PR #162091, opened 2025-09-03
Fix unclear CUBLAS error in torch._scaled_mm with FP8 inputs missing out_dtype

### LINKED ISSUE #160816: torch._scaled_mm crash with cublas error when out_dtype is not specified
## Summary
- `torch._scaled_mm` support for DeepSeekV3 style FP8 blockwise GEMMs was recently added in https://github.com/pytorch/pytorch/pull/158037
- I found that if `out_dtype` keyword arg is not explicitly specified, we get an inscrutable cublas error (see below).
- Explicitly specifying the out_dtype arg resolves the issue, but we should have either (1) a sensible default like fp32, or (2) a more helpful user-facing error message.

```python

Error:
  File "/home/danvm/ao/benchmarks/blockwise_fp8_training/bench_gemms.py", line 116, in run_experiment
    warmup(
    ~~~~~~^
        torch._scaled_mm,
        ^^^^^^^^^^^^^^^^^
    ...<3 lines>...
        1.0 / B_t_s,
        ^^^^^^^^^^^^
    )
    ^
  File "/home/danvm/ao/benchmarks/blockwise_fp8_training/bench_gemms.py", line 82, in warmup
    func(*args, **kwargs)
    ~~~~^^^^^^^^^^^^^^^^^
RuntimeError: CUDA error: CUBLAS_STATUS_INVALID_VALUE when calling `cublasLtMatmulAlgoGetHeuristic( ltHandle, computeDesc.descriptor(), Adesc.descriptor(), Bdesc.descriptor(), Cdesc.descriptor(), Ddesc.descriptor(), preference.descriptor(), 1, &heuristicResult, &returnedResult)`
```

cc @lw 

### Versions

- pytorch main branch build from source with CUDA 12.9 (commit: 8fe4b3f84814e0733b50c3fed5b9f9db22c87c15)

dsashidh:
Fixes #160816 

When using FP8 inputs with torch._scaled_mm (for example DeepSeekV3 style FP8 blockwise GEMMs) without specifying out_dtype, users get an uninformative error: 

RuntimeError: CUDA error: CUBLAS_STATUS_INVALID_VALUE when calling `cublasLtMatmulAlgoGetHeuristic( ltHandle, computeDesc.descriptor(), Adesc.descriptor(), Bdesc.descriptor(), Cdesc.descriptor(), Ddesc.descriptor(), preference.descriptor(), 1, &heuristicResult, &returnedResult)

My change adds validation in aten/src/ATen/native/cuda/Blas.cpp that catches this case early and provides a helpful error message:

torch._scaled_mm: when using FP8 inputs please pass out_dtype (e.g., torch.float16 or torch.float32). Omitting it leads to an unsupported configuration in the CUDA backend.

I tested this by creating FP8 tensors with torch.float8_e4m3fn and calling torch._scaled_mm without the out_dtype parameter. The new error message now appears instead of the CUBLAS error.

### DIFF
--- a/aten/src/ATen/native/cuda/Blas.cpp
+++ b/aten/src/ATen/native/cuda/Blas.cpp
@@ -1246,6 +1246,14 @@ _scaled_mm_out_cuda(const Tensor& mat1, const Tensor& mat2,
   TORCH_CHECK(
       mat1.sizes()[1] == mat2.sizes()[0], "mat1 and mat2 shapes cannot be multiplied (",
       mat1.sizes()[0], "x", mat1.sizes()[1], " and ", mat2.sizes()[0], "x", mat2.sizes()[1], ")");
+  
+  // DeepSeek blockwise scaling types
+  std::unordered_set<ScalingType> deepseek_recipes = {
+      ScalingType::BlockWise128x128,
+      ScalingType::BlockWise1x128,
+      ScalingType::BlockWise1x32,
+      ScalingType::BlockWise1x16
+  };
 
   // Check what type of scaling we are doing based on inputs. This list is sorted
   // by decreasing priority. We prefer "simpler" schemes as they are supported
@@ -1262,7 +1270,10 @@ _scaled_mm_out_cuda(const Tensor& mat1, const Tensor& mat2,
       std::make_pair(ScalingType::BlockWise1x16, ScalingType::BlockWise1x16)
     },
     mat1, mat2, scale_a, scale_b);
-
+  if (deepseek_recipes.count(scaling_choice_a) || deepseek_recipes.count(scaling_choice_b)) {
+    TORCH_CHECK(out_dtype.has_value(),
+                "When using DeepSeek recipes (e.g., BlockWise128x128, BlockWise1x128, BlockWise1x32, BlockWise1x16), you must specify the out_dtype (e.g., torch.float16 or torch.float32).");
+  }
   TORCH_CHECK(!scale_result || (scale_result->numel() == 1 && scale_result->scalar_type() == kFloat),
        "scale_result must be a float scalar");
   TORCH_CHECK(!bias || bias->numel() == mat2.sizes()[1], "Bias must be size ", mat2.sizes()[1],
--- a/test/test_matmul_cuda.py
+++ b/test/test_matmul_cuda.py
@@ -1327,6 +1327,29 @@ class TestFP8Matmul(TestCase):
         torch.testing.assert_close(out_scaled_mm, out_emulated, atol=atol, rtol=rtol)
 
     @onlyCUDA
+    @unittest.skipIf(not PLATFORM_SUPPORTS_FP8, f8_msg)
+    @parametrize("base_dtype", [torch.float8_e4m3fn, torch.float8_e5m2])
+    def test_scaled_mm_deepseek_pattern_missing_out_dtype_error(self, device, base_dtype):
+       def ceil_div(a, b):
+           return (a + b - 1) // b
+       m = k = n = 256
+       a = torch.empty((m, k), device=device, dtype=base_dtype)
+       b = torch.empty((k, n), device=device, dtype=base_dtype)
+       scale_a_size = (m, ceil_div(k, 128))
+       scale_a_stride = (1, m)
+       scale_a_storage = torch.empty(scale_a_size[0] * scale_a_size[1], device=device, dtype=torch.float32)
+       scale_a = scale_a_storage.as_strided(scale_a_size, scale_a_stride)
+       scale_b_size = (n, ceil_div(k, 128)) 
+       scale_b_stride = (1, n) 
+       scale_b_storage = torch.empty(scale_b_size[0] * scale_b_size[1], device=device, dtype=torch.float32)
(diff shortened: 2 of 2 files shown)


dsashidh:
> Reading a bit more closely why doesn't ` const auto out_dtype_ = out_dtype.value_or(mat_a.scalar_type());` save us here, is it because it's picking an unsupported output type (FP8)?
> 
> Would it make sense to try and avoid dispatching to cuBLAS for this case instead?

To your first question, yes that's correct. When out_dtype isn't provided, out_dtype.value_or(mat_a.scalar_type()) uses the input tensor's type as the fallback. Since mat_a is FP8, it defaults to FP8 output, which creates an unsupported FP8->FP8 configuration that cuBLAS can't handle.

And to answer your second question, I think requiring explicit out_dtype is the right approach rather than avoiding cuBLAS dispatch. FP8 ->FP8 output would be a poor default due to significant precision loss, and users working with FP8 should be intentional about their output precision. The explicit requirement ensures users deliberately choose a reasonable output type rather than accidentally getting low-precision FP8 results.

aten/src/ATen/native/cuda/Blas.cpp
```diff
@@ -1651,6 +1651,13 @@ _scaled_mm_cuda(const Tensor& mat_a, const Tensor& mat_b,
           const std::optional<at::Tensor>& scale_result,
           std::optional<c10::ScalarType> out_dtype,
           bool use_fast_accum) {
+  TORCH_CHECK(
```
drisspg: Instead of doing it this way can you instead update the deepseek recipe to have this error message, scaled_mm is only useful for float8 types and fp4 types. So this implicitly is making our optional<out_dtype> not really optional.

We can changes this for the public API 

cc @slayton58

drisspg (changes requested):
comment

aten/src/ATen/native/cuda/Blas.cpp
lw: I commented on the issue but I'll repeat it here: do we know of anyone actually wanting a fp8 output from scaled-mm? If so, can we disable this and, in fact, make `out_dtype` or `out` a mandatory argument? I think this is the same thing @drisspg proposed.

slayton58: @lw I haven't found anyone so far - discussions have shown that people would be ok with a fusable conversion after a `_scaled_mm` call, and not require direct low-precision output.

`out_dtype` being a mandatory argument, with default (assume `torch.bfloat16`) seems reasonable to me.

dsashidh: Hi @drisspg I tried to find the DeepSeek recipe you mentioned to move the error handling there, but I'm having trouble locating it. I searched through the codebase for torch._scaled_mm calls that don't specify out_dtype (excluding test files), and all the ones I found in the PyTorch repo already handling it correctly:
grep -r "torch._scaled_mm" --include="*.py" --exclude-dir="test" . | grep -v "out_dtype"
The files that came up:

- third_party/fbgemm/fbgemm_gpu/experimental/gen_ai/bench/quantize_ops.py already specifies out_dtype=torch.bfloat16
- third_party/aiter/gradlib/gradlib/GemmTuner.py already specifies out_dtype=self.outdtype
- third_party/aiter/aiter/tuned_gemm.py already specifies out_dtype=otype
- torch/cuda/tunable.py already specifies out_dtype=dtypeC
- torch/distributed/_symmetric_memory/init.py passes out_dtype as a positional argument

The original error traceback points to /home/danvm/ao/benchmarks/blockwise_fp8_training/bench_gemms.py, which is external user code.
Could you please clarifies which specific file or function you meant by DeepSeek recipe? Or would you prefer I go with the alternative approach of making out_dtype a mandatory parameter with a default value like torch.bfloat16? Thank you for your time

drisspg: https://github.com/pytorch/pytorch/blob/264e7f68a095b5b2f10e7ca66a3bbb16f6e56e28/aten/src/ATen/native/cuda/Blas.cpp#L1254-L1266

we get the joint scaling recpies here so if this falls into one of the deepseek recipes e.g. the 128x ones than lets make sure a user passes in an outdtype

dsashidh: @drisspg Thanks for your feedback! I’ve made the updates. Hope this aligns with you had in mind. Please let me know if I should adjust anything further.

aten/src/ATen/native/cuda/Blas.cpp
```diff
@@ -1246,6 +1246,14 @@ _scaled_mm_out_cuda(const Tensor& mat1, const Tensor& mat2,
   TORCH_CHECK(
       mat1.sizes()[1] == mat2.sizes()[0], "mat1 and mat2 shapes cannot be multiplied (",
       mat1.sizes()[0], "x", mat1.sizes()[1], " and ", mat2.sizes()[0], "x", mat2.sizes()[1], ")");
+  
+  // DeepSeek blockwise scaling types
+  std::unordered_set<ScalingType> deepseek_recipes = {
```
drisspg, line 1251: Did you mean to close this, ? alsoonly the 128 ones are neede this chec, can you just call it hopperx128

######

--- Goal of the exercise ---
Where the string "files" turns up in a line of the data above, copy that whole line.

--- Solution to this task ---
(diff shortened: 2 of 2 files shown)
dsashidh: Hi @drisspg I tried to find the DeepSeek recipe you mentioned to move the error handling there, but I'm having trouble locating it. I searched through the codebase for torch._scaled_mm calls that don't specify out_dtype (excluding test files), and all the ones I found in the PyTorch repo already handling it correctly:
The files that came up:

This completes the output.